Cissè accende Juve-Milan, Gatti lo spegne
Juventus-Milan viene risolta dagli uomini partiti dalla panchina. Prima Cissé, inserito da Ruben Amorim dopo un’ora, porta avanti i rossoneri sfruttando praticamente il primo pallone giocabile. Nel recupero risponde Federico Gatti, mandato in campo da Luciano Spalletti come centravanti aggiunto per cercare disperatamente il pareggio. Ne parla Il Giornale.
Finisce 1-1, un risultato che premia almeno in parte la maggiore intraprendenza della Juventus. Il Milan fatica a mostrare il calcio verticale e aggressivo annunciato alla vigilia, mentre i bianconeri creano le occasioni migliori ma continuano a mancare di concretezza davanti alla porta.
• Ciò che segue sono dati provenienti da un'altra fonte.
PR #522, opened 2026-01-19
refactor: Improve PSD typing

PierreQuinton:
* Add PSDTensor
* Remove GeneralizedMatrix
* Use classes for Matrix, PSDMatrix and PSDTensor instead of type annotations
* Use casting in compute_gramian, normalize and regularize
* Add typeguard functions is_matrix, is_psd_tensor and is_psd_matrix
* Move normalize and regularize to _linalg
* Move _check_is_matrix to `Aggregator.__call__`
* Improve internal type hints
* Rename reshape_gramian to reshape and movedim_gramian to movedim
* Add _gramian_utils.flatten
* Rename a few tests
* Add some parametrizations to test_gramian_is_psd
* Add test_reshape_yields_psd, test_flatten_yields_matrix, test_flatten_yields_psd, test_movedim_yields_psd, test_normalize_yields_psd and test_regularize_yields_psd
* Add assert_is_psd_tensor

---

Also fixed some `typing` problems on the rest of the lib (sorry).

I'm still not sure about having classes, but as far as I understand this is the only way of having intersections. The main counter argument is that it makes the MRO heavier to compute.

TODO:
- [x] add unit tests of the PSD property for every function that use the type guard for `PSDQuadraticForm` or `PSDMatrix`.
- [x] at the end: change most (all?) `is_*` to `cast(*, *)`

### DIFF
--- a/pyproject.toml
+++ b/pyproject.toml
@@ -107,3 +107,9 @@ full = [
 
 [tool.pytest.ini_options]
 xfail_strict = true
+
+[tool.coverage.report]
+exclude_lines = [
+    "pragma: not covered",
+    "@overload",
+]


src/torchjd/_linalg/_matrix.py
```diff
@@ -0,0 +1,42 @@
...
+
+class GeneralizedMatrix(Tensor):
+    pass
+
+
+class Matrix(GeneralizedMatrix):
+    pass
+
+
+class PSDQuadraticForm(Tensor):
```
ValerianRey: I think this name is confusing for two reasons:
- First, "QuadraticForm" is about what it represents, not really about what it is as a tensor. I think we should rather use quadratic_form as a variable name (but we already have generalized_gramian so it should never really be necessary).
- The generalization of Matrix is GeneralizedMatrix. It's weird that the generalization of PSDMatrix is not PSDGeneralizedMatrix.

src/torchjd/aggregation/_utils/gramian.py
```diff
@@ -30,4 +32,6 @@ def regularize(gramian: PSDMatrix, eps: float) -> PSDMatrix:
     regularization_matrix = eps * torch.eye(
         gramian.shape[0], dtype=gramian.dtype, device=gramian.device
     )
-    return gramian + regularization_matrix
+    output = gramian + regularization_matrix
+    assert is_psd_matrix(output)
```
ValerianRey: I think we should remove all of those asserts and use casting instead. There are a few reasons:

- This assert should always pass unless there's a bug. Here, for example, we know that `gramian` is PSD so we know that the output is also PSD (as long as eps is non-negative ofc).
- It's a few extra operations, in particular if we actually check that the matrix is PSD (which the `is_psd_matrix` doesn't do yet, but should IMO).

I think this is quite different from the is_tensor_with_jac check, because here we don't verify user input, it's just an internal assert.

src/torchjd/_linalg/_matrix.py
```diff
@@ -0,0 +1,42 @@
...
+    # We do not check that t is PSD as it is expensive, but this must be checked in the tests of
+    # every function that use this TypeGuard.
+    # TODO: Say with what assert we check that
+
+
+def is_psd_matrix(t: Tensor) -> TypeGuard[PSDMatrix]:
+    return t.ndim == 2 and t.shape[0] == t.shape[1]
+    # We do not check that t is PSD as it is expensive, but this must be checked in the tests of
+    # every function that use this TypeGuard.
+    # TODO: Say with what assert we check that
```
ValerianRey: For me, these functions should only be used to check user inputs. Since aggregators and gramian based weightings are public, this could be used once in those. But then it needs to actually perform the check, otherwise it's useless.

In practice I'm not sure how worth it is to spend time checking that the input to a gramian based weighting is PSD. In 99+% of the cases, the gramian based weighting just receives what the aggregator gives it (i.e. the gramian) or what the user gives it if they're using autogram (again, the gramian). So this might be something we wanna skip for performance reasons.

So in the end I think that we'll never use is_psd_quadratic_form nor is_psd_matrix, except maybe in tests.
We should maybe remove those and just use casting, even when it's an unverified user input (in which case we can add a comment just above the cast saying that we don't check the PSDness for performance reasons).

src/torchjd/_linalg/_matrix.py
PierreQuinton: Yeah I had that, but it clearly isn't a Matrix either ^^
I agree with you though, a GeneralizedMatrix is a LinearForm, represented by a Tensor. It is a bit weird to have `GeneralizedMatrix` mean this but fine.

src/torchjd/aggregation/_utils/gramian.py
PierreQuinton: For now, I have put them because I want to check them. Once I fix everything and we merge, we can change all those to casts (I will agree with you).

src/torchjd/_linalg/_matrix.py
PierreQuinton: We can check the dims, that is not very expensive. If the PSD property is needed, it will be checked by the aggregator.

src/torchjd/_linalg/_matrix.py
ValerianRey: Yeah, idk what would be better. I don't like LinearForm / QuadraticForm as a type because it's really unclear that these are tensors under the hood.

I think we can go with GeneralizedMatrix / PSDGeneralizedMatrix (so that we're consistent) and improve later / never (it's just internal anyway).

src/torchjd/_linalg/_matrix.py
ValerianRey: I agree that it's good to check the dims in GramianBasedWeighting. To do that, let's just call is_matrix / is_generalized_matrix + cast to PSDMatrix / PSDGeneralizedMatrix (rather than using an incomplete version of is_psd_matrix / is_psd_generalized_matrix).

> If the PSD property is needed, it will be checked by the aggregator.

Not when a user directly uses a GramianBasedWeighting, like when using autogram. But it's fine to have a possibility of silent error here, if we gain perf.

PierreQuinton: I mean, we also want to check that the shape are symmetrical around the middle.

PierreQuinton: I feel like you just don't like the name of those two TypeGuards.

ValerianRey: Ah yeah, I forgot about that. Annoying

src/torchjd/_linalg/_matrix.py
```diff
@@ -0,0 +1,40 @@
...
+
+def is_matrix(t: Tensor) -> TypeGuard[Matrix]:
+    return t.ndim == 2
+
+
+def is_psd_generalized_matrix(t: Tensor) -> TypeGuard[PSDGeneralizedMatrix]:
+    half_dim = t.ndim // 2
+    return t.ndim % 2 == 0 and t.shape[:half_dim] == t.shape[: half_dim - 1 : -1]
+    # We do not check that t is PSD as it is expensive, but this must be checked in the tests of
+    # every function that use this TypeGuard by using `assert_psd_generalized_matrix`.
```
ValerianRey:
```suggestion
    # every function that uses this TypeGuard by using `assert_psd_generalized_matrix`.
```

src/torchjd/_linalg/_matrix.py
```diff
@@ -0,0 +1,40 @@
...
+
+
+def is_psd_matrix(t: Tensor) -> TypeGuard[PSDMatrix]:
+    return t.ndim == 2 and t.shape[0] == t.shape[1]
+    # We do not check that t is PSD as it is expensive, but this must be checked in the tests of
+    # every function that use this TypeGuard, by using `assert_psd_matrix`.
```
ValerianRey:
```suggestion
    # every function that uses this TypeGuard, by using `assert_psd_matrix`.
```

src/torchjd/_linalg/_matrix.py
```diff
@@ -0,0 +1,40 @@
+from typing import TypeGuard
+
+from torch import Tensor
+
+
+class GeneralizedMatrix(Tensor):
+    pass
```
ValerianRey:
```suggestion
    """Tensor with a least 1 dimension."""
```

src/torchjd/_linalg/_matrix.py
```diff
@@ -0,0 +1,40 @@
...
+
+
+class Matrix(GeneralizedMatrix):
+    pass
```
ValerianRey:
```suggestion
    """Tensor with exactly 2 dimensions."""
```

src/torchjd/_linalg/_matrix.py
```diff
@@ -0,0 +1,40 @@
...
+
+
+class PSDGeneralizedMatrix(Tensor):
+    pass
```
ValerianRey:
```suggestion
    """
    Tensor representing a quadratic form. The first half of its dimensions matches the reversed
    second half of its dimensions (e.g. shape=[4, 3, 3, 4]), and its reshaping into a matrix should
    be positive semi-definite.
    """
```

src/torchjd/_linalg/_matrix.py
```diff
@@ -0,0 +1,40 @@
...
+
+
+class PSDMatrix(PSDGeneralizedMatrix, Matrix):
+    pass
```
ValerianRey:
```suggestion
    """Positive semi-definite matrix."""
```

src/torchjd/aggregation/_aggregator_bases.py
```diff
@@ -18,20 +18,21 @@ def __init__(self):
...
             )
 
     @abstractmethod
-    def forward(self, matrix: Tensor) -> Tensor:
+    def forward(self, matrix: Matrix) -> Tensor:
         """Computes the aggregation from the input matrix."""
 
-    # Override to make type hints and documentation more specific
+    # Override to make type hints and documentation more specific, note that `Matrix` type isn't
+    # public
```
ValerianRey:
```suggestion
```

This comment is actually not true anymore since we stopped showing the `__call__` method in the built documentation a few months ago.

With the addition of the line:
```python
Aggregator._check_is_matrix(matrix)
```
the true role of overriding `__call__` is now to factorize the place where we check that `matrix` is a `Matrix`.

So I suggest to just remove this comment.

src/torchjd/autogram/_gramian_utils.py
```diff
@@ -18,20 +23,31 @@ def reshape_gramian(gramian: PSDMatrix, half_shape: list[int]) -> PSDMatrix:
     # Example 2: `gramian` of shape [24, 24] and `shape` of [4, 3, 2]:
     # [24, 24] -(movedim)-> [24, 24] -(reshape)-> [4, 3, 2, 4, 3, 2] -(movedim)-> [4, 3, 2, 2, 3, 4]
 
-    return _revert_last_dims(_revert_last_dims(gramian).reshape(half_shape + half_shape))
+    reshaped_gramian = _revert_last_dims(
+        _revert_last_dims(gramian).reshape(half_shape + half_shape)
+    )
```
ValerianRey: Let's one-line this with a shorter variable name or whatever.

src/torchjd/autogram/_gramian_utils.py
```diff
@@ -18,20 +23,31 @@ def reshape_gramian(gramian: PSDMatrix, half_shape: list[int]) -> PSDMatrix:
     # Example 2: `gramian` of shape [24, 24] and `shape` of [4, 3, 2]:
```
ValerianRey:
```suggestion
    # Example 2: `gramian` of shape [24, 24] and `half_shape` of [4, 3, 2]:
```

(unrelated to the PR)

src/torchjd/autogram/_gramian_utils.py
ValerianRey:
```suggestion
    # Example 1: `gramian` of shape [4, 3, 2, 2, 3, 4] and `half_shape` of [8, 3]:
```
(unrelated to this PR)

src/torchjd/autogram/_gramian_utils.py
```diff
@@ -18,20 +23,31 @@ def reshape_gramian(gramian: PSDMatrix, half_shape: list[int]) -> PSDMatrix:
...
 
 
-def _revert_last_dims(gramian: PSDMatrix) -> PSDMatrix:
-    """Inverts the order of the last half of the dimensions of the input generalized Gramian."""
+def flatten(gramian: PSDGeneralizedMatrix) -> PSDMatrix:
+    k = gramian.ndim // 2
+    shape = gramian.shape[:k]
+    m = prod(shape)
+    square_gramian = reshape(gramian, [m])
+    return cast(PSDMatrix, square_gramian)
```
ValerianRey: Let's move this function to the top of the file.

src/torchjd/autogram/_gramian_utils.py
```diff
@@ -18,20 +23,31 @@ def reshape_gramian(gramian: PSDMatrix, half_shape: list[int]) -> PSDMatrix:
...
-    return _revert_last_dims(_revert_last_dims(gramian).reshape(half_shape + half_shape))
+    reshaped_gramian = _revert_last_dims(
+        _revert_last_dims(gramian).reshape(half_shape + half_shape)
+    )
+    return cast(PSDGeneralizedMatrix, reshaped_gramian)
 
 
-def _revert_last_dims(gramian: PSDMatrix) -> PSDMatrix:
-    """Inverts the order of the last half of the dimensions of the input generalized Gramian."""
+def flatten(gramian: PSDGeneralizedMatrix) -> PSDMatrix:
```
ValerianRey: Let's add a docstring for this.

src/torchjd/autogram/_gramian_utils.py
```diff
@@ -18,20 +23,31 @@ def reshape_gramian(gramian: PSDMatrix, half_shape: list[int]) -> PSDMatrix:
...
+    k = gramian.ndim // 2
+    shape = gramian.shape[:k]
+    m = prod(shape)
```
ValerianRey:
```suggestion
    half_shape = gramian.shape[:k]
    m = prod(half_shape)
```

src/torchjd/aggregation/_weighting_bases.py
```diff
@@ -64,7 +66,7 @@ def __init__(self):
         super().__init__()
 
     @abstractmethod
-    def forward(self, generalized_gramian: Tensor) -> Tensor:
+    def forward(self, generalized_gramian: PSDGeneralizedMatrix) -> Tensor:
         """Computes the vector of weights from the input generalized Gramian."""
 
     # Override to make type hints and documentation more specific
```
ValerianRey:
```suggestion
```
Again, this comment is not applicable anymore (since a few months ago) and we should remove it.

src/torchjd/aggregation/_weighting_bases.py
ValerianRey:
```suggestion
```
Again this comment is not applicable anymore and we should remove it.

tests/unit/autogram/test_gramian_utils.py
```diff
@@ -34,11 +36,71 @@ def test_reshape_gramian(original_shape: list[int], target_shape: list[int]):
     original_gramian = compute_gramian(original_matrix)
     target_gramian = compute_gramian(target_matrix)
 
-    reshaped_gramian = reshape_gramian(original_gramian, target_shape)
+    assert is_psd_generalized_matrix(original_gramian)
+    reshaped_gramian = reshape(original_gramian, target_shape)
```
ValerianRey: Here I think we should change the return type hints of `forward_backwards.compute_gramian` (and `forward_backwards.compute_gramian_with_autograd`) to `PSDGeneralizedMatrix`. So the `assert is_psd_generalized_matrix(original_gramian)` should not be necessary.
```suggestion
    reshaped_gramian = reshape(original_gramian, target_shape)
```

tests/unit/autogram/test_gramian_utils.py
```diff
@@ -34,11 +36,71 @@ def test_reshape_gramian(original_shape: list[int], target_shape: list[int]):
...
+        ([4, 3], [12]),
+        ([4, 3], [4, 3]),
+        ([6, 7, 9], [378]),
+        ([6, 7, 9], [6, 7, 9]),
+    ],
+)
+def test_reshape_yields_psd(original_shape: list[int], target_shape: list[int]):
+    matrix = randn_(original_shape + [2])
+    gramian = compute_gramian(matrix)
+    assert is_psd_generalized_matrix(gramian)
```
ValerianRey:
```suggestion
```

Same comment here.

tests/unit/autogram/test_gramian_utils.py
```diff
@@ -34,11 +36,71 @@ def test_reshape_gramian(original_shape: list[int], target_shape: list[int]):
...
+        [1],
+        [12],
+        [4, 3],
+        [6, 7, 9],
+    ],
+)
+def test_flatten_yields_matrix(shape: list[int]):
+    matrix = randn_(shape + [2])
+    gramian = compute_gramian(matrix)
+    assert is_psd_generalized_matrix(gramian)
```
ValerianRey:
```suggestion
```
Same comment here.

tests/unit/autogram/test_gramian_utils.py
```diff
@@ -66,6 +128,33 @@ def test_movedim_gramian(shape: list[int], source: list[int], destination: list[
     original_gramian = compute_gramian(original_matrix)
     target_gramian = compute_gramian(target_matrix)
 
-    moveddim_gramian = movedim_gramian(original_gramian, source, destination)
+    assert is_psd_generalized_matrix(original_gramian)
```
ValerianRey:
```suggestion
```
Same comment here.

tests/unit/autogram/test_gramian_utils.py
```diff
@@ -66,6 +128,33 @@ def test_movedim_gramian(shape: list[int], source: list[int], destination: list[
...
+        ([1, 1, 1], [2], [0]),
+        ([3, 2, 5], [1], [2]),
+        ([2, 2, 3], [0, 2], [1, 0]),
+        ([2, 2, 3], [0, 2, 1], [1, 0, 2]),
+    ],
+)
+def test_movedim_yields_psd(shape: list[int], source: list[int], destination: list[int]):
+    matrix = randn_(shape + [2])
+    gramian = compute_gramian(matrix)
+    assert is_psd_generalized_matrix(gramian)
```
ValerianRey:
```suggestion
```
Same comment here.

tests/utils/asserts.py
```diff
@@ -33,12 +34,14 @@ def assert_grad_close(t: torch.Tensor, expected_grad: torch.Tensor, **kwargs) ->
...
 
-    assert_close(
-        eig_vals, expected_eig_vals, **kwargs, msg="Matrix has significant negative eigenvalues"
-    )
+    assert_close(eig_vals, expected_eig_vals, **kwargs)
+
+
+def assert_psd_generalized_matrix(t: PSDGeneralizedMatrix, **kwargs) -> None:
+    matrix = flatten(t)
+    assert_psd_matrix(matrix, **kwargs)
```
ValerianRey: I think these two functions should:
- Take `t` of type `Tensor` as input.
- Check shape constraints (yes, the type is good, but in the functions we cast to that type without checking the shape constraints, so it's in the tests that we need to test that).
- Keep checking psd-ness like they currently do.
- Be renamed to `assert_is_psd_matrix` and `assert_is_psd_generalized_matrix`.

ValerianRey:
@claude Could you double-check that we didn't forget to change some internal type hints? Also, did I miss something in my review?

tests/unit/autogram/test_gramian_utils.py
PierreQuinton: Then we probably want to add a test for the PSD property for `forward_backwards.compute_gramian`, then again, maybe not, it is only in the tests.

PR #524, opened 2026-01-21
avoid concatenation for gramian based aggregators 2

ValerianRey:


ValerianRey:
Speed profiling results on CPU:

|Model|Batch Size|Time before|Time after|Difference|
|---|---|---|---|---|
|AlexNet|4|287 ms|191 ms|-96 ms (-33%)|
|Cifar10Model|64|48 ms|44 ms|-4 ms (-8.3%)|
|GroupNormMobileNetV3Small|8|26 ms|33 ms|+7 ms (+27%)|
|InstanceNormMobileNetV2|2|16 ms|29 ms|+13 ms (+81%)|
|InstanceNormResNet18|4|60 ms|42 ms|-18 ms (-30%)|
|SqueezeNet|4|8 ms|15 ms|+7 ms (+87%)|
|WithTransformerLarge|4|213 ms|147 ms|-66 ms (-31%)|

I think this can be slower when the model consists of hundreds of really small parameters, like in `GroupNormMobileNetV3Small`, `InstanceNormMobileNetV2` and `SqueezeNet`. The reason is that `_disunite_gradient` is really fast compared to combining each and every jacobian in a for-loop. I think that generally, when the jac_to_grad time is non negligible, we get improved speed (just look at the raw difference values without looking at the percentages). So I still think this is good.

I didn't compare on cuda because there's something that seems very slow in `normalize`, and that requires a cuda synchronization. It happens in both cases, but it seems to take 95% of the time of jac_to_grad. This may be an important issue with UPGrad on CUDA, but we can look at that later.

PierreQuinton:
I thibk this means we would want to have a for loop in C++. This would most likely be faster

PR #526, opened 2026-01-23
Add scale_mode options to AlignedMTL

rkhosrowshahi:
## Summary
- add scale_mode to AlignedMTL and weighting
- support min, median, and rmse scaling to match original behavior

## Test plan
- [x] `pytest tests/unit/aggregation/test_aligned_mtl.py tests/unit/aggregation/test_values.py`

### DIFF
--- a/tests/unit/aggregation/test_aligned_mtl.py
+++ b/tests/unit/aggregation/test_aligned_mtl.py
@@ -1,10 +1,9 @@
 import torch
 from pytest import mark, raises
 from torch import Tensor
+from utils.tensors import ones_
 
 from torchjd.aggregation import AlignedMTL
-
-from utils.tensors import ones_
 
 from ._asserts import assert_expected_structure, assert_permutation_invariant
 from ._inputs import scaled_matrices, typical_matrices


rkhosrowshahi:
Local tests passed: . CI appears blocked pending workflow approval—please approve when convenient.

rkhosrowshahi:
All unit tests passed following CONTRIBUTING.md guidelines:

```
UV_NO_SYNC=1 uv run pytest tests/unit
```

Results: 2435 passed, 63 skipped, 33 xfailed

CI workflows are currently awaiting maintainer approval before they can run.

src/torchjd/aggregation/_aligned_mtl.py
```diff
@@ -96,6 +119,17 @@ def _compute_balance_transformation(M: Tensor) -> Tensor:
...
         sigma_inv = torch.diag(1 / lambda_.sqrt())
-        lambda_R = lambda_[-1]
-        B = lambda_R.sqrt() * V @ sigma_inv @ V.T
+
+        if scale_mode == "min":
+            scale = lambda_[-1]
+        elif scale_mode == "median":
+            scale = torch.median(lambda_)
+        elif scale_mode == "rmse":
+            scale = lambda_.mean()
```
ValerianRey, line 128: Could you add code coverage for this? I think it should be enough to just parametrize `test_expected_structure` and `test_permutation_invariant` (from `tests/unit/aggregation/test_aligned_mtl.py`) with `AlignedMTL(scale_mode="median")` and `AlignedMTL(scale_mode="rmse")` (on top of the already existing `AlignedMTL()`).

src/torchjd/aggregation/_aligned_mtl.py
```diff
@@ -96,6 +119,17 @@ def _compute_balance_transformation(M: Tensor) -> Tensor:
...
+        else:
+            raise ValueError(
+                f"Invalid scale_mode={scale_mode!r}. Expected 'min', 'median', or 'rmse'."
+            )
```
ValerianRey, line 132: Also need coverage for this. A simple test should be enough:

```python
from pytest import raises
from utils.tensors import ones_

def test_invalid_scale_mode():
    aggregator = AlignedMTL(scale_mode="test")
    matrix = ones_(3, 4)
    with raises(ValueError):
        aggregator(matrix)
```

src/torchjd/aggregation/_aligned_mtl.py
```diff
@@ -44,18 +46,29 @@ class AlignedMTL(GramianWeightedAggregator):
...
     .. note::
         This implementation was adapted from the `official implementation
         <https://github.com/SamsungLabs/MTL/tree/master/code/optim/aligned>`_.
     """
 
-    def __init__(self, pref_vector: Tensor | None = None):
+    def __init__(
+        self,
+        pref_vector: Tensor | None = None,
+        scale_mode: Literal["min", "median", "rmse"] = "min",
```
ValerianRey, line 61: Could you add a changelog entry (under "Unreleased") saying that it's now possible to provide a `scale_mode` parameter for `AlignedMTL` and `AlignedMTLWeighting`?

rkhosrowshahi:
> Hi! This looks really nice, and I think it can be merged as long as a few things are fixed.
> 
> Where is the official implementation located? It seems that the link to it (https://github.com/SamsungLabs/MTL) is now broken. I'm not sure why I used `min` instead of the default. Maybe the original implementation has changed in the meantime?

Hi, the original repo is no longer accessible, but based on my memory, they have implemented three scale modes: min, median, and RMSE. I think they reported min, but min is significantly noisy in many-objective optimization. I found this repo still using the old implementation, which I use as reference:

Alajbegović convince, Moreira delude
La sorpresa bianconera è Kerim Alajbegović, scelto per occupare lo spazio lasciato libero dall’infortunato Yildiz. Il giovane bosniaco risponde con coraggio, iniziative e una buona capacità di dialogare con Çelik sulla fascia sinistra.
Alajbegović cerca subito la conclusione, si accentra per creare superiorità e non appare intimorito dal livello dell’avversario. La sua personalità rappresenta una delle note positive della serata juventina.
Nel Milan, invece, Amorim si affida a Moreira sulla corsia destra. Il portoghese disputa un primo tempo anonimo, limitandosi prevalentemente al compito tattico e senza riuscire ad accompagnare con pericolosità la fase offensiva.
Anche Saelemaekers commette alcuni errori nella gestione del pallone, permettendo alla Juventus di recuperare il possesso in zone potenzialmente pericolose.
Conceição accende la Juventus
La prima frazione ricorda inizialmente gli ultimi confronti diretti, caratterizzati da equilibrio e assenza di gol. Lo 0-0 dell’intervallo è infatti lo stesso risultato registrato in quattro delle precedenti cinque sfide.
La Juventus, però, è la squadra più intraprendente. Conceição diventa immediatamente il riferimento offensivo principale, puntando continuamente il diretto avversario e cercando la porta.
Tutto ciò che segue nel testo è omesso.